(Dataset entries)
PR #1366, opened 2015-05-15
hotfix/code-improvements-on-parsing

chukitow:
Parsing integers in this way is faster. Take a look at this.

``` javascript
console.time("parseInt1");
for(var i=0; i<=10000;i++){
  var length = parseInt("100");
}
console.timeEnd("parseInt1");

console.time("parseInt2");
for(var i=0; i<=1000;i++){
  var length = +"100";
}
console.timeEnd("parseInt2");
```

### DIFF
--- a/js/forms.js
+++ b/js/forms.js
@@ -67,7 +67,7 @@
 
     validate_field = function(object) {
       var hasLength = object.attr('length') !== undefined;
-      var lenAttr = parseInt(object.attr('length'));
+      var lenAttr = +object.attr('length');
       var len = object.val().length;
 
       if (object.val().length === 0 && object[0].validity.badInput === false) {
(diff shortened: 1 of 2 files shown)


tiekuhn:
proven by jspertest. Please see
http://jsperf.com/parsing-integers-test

__Problem to solve__:
Return every record, leaving each line exactly as it was given.

__Exercise response__:
PR #1366, opened 2015-05-15
hotfix/code-improvements-on-parsing

chukitow:
Parsing integers in this way is faster. Take a look at this.

``` javascript
console.time("parseInt1");
for(var i=0; i<=10000;i++){
  var length = parseInt("100");
}
console.timeEnd("parseInt1");

console.time("parseInt2");
for(var i=0; i<=1000;i++){
  var length = +"100";
}
console.timeEnd("parseInt2");
```

### DIFF
--- a/js/forms.js
+++ b/js/forms.js
@@ -67,7 +67,7 @@
 
     validate_field = function(object) {
       var hasLength = object.attr('length') !== undefined;
-      var lenAttr = parseInt(object.attr('length'));
+      var lenAttr = +object.attr('length');
       var len = object.val().length;
 
       if (object.val().length === 0 && object[0].validity.badInput === false) {
(diff shortened: 1 of 2 files shown)


tiekuhn:
proven by jspertest. Please see
http://jsperf.com/parsing-integers-test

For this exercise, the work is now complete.